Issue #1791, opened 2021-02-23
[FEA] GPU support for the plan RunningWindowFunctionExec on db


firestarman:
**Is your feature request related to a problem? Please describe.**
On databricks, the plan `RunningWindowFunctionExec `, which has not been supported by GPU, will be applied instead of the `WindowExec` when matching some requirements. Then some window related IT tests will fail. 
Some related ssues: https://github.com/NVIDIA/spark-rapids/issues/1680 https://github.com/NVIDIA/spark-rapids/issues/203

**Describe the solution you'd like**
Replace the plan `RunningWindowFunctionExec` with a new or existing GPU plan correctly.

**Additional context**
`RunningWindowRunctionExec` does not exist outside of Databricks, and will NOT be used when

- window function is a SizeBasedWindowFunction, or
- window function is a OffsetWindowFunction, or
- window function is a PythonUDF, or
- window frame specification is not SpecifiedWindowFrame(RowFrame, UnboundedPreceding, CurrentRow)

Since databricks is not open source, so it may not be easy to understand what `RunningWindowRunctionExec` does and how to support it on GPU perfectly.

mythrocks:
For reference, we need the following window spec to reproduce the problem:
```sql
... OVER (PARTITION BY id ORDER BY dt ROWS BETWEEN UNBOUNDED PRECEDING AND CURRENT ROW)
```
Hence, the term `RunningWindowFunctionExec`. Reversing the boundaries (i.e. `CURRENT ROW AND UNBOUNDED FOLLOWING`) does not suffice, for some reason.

...

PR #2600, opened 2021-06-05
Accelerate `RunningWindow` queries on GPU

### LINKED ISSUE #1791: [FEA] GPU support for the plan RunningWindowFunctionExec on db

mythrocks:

> WORK REQUIRED:
Copy each line from the data above that includes "problem".

> WRITTEN REPLY:
**Is your feature request related to a problem? Please describe.**
For reference, we need the following window spec to reproduce the problem:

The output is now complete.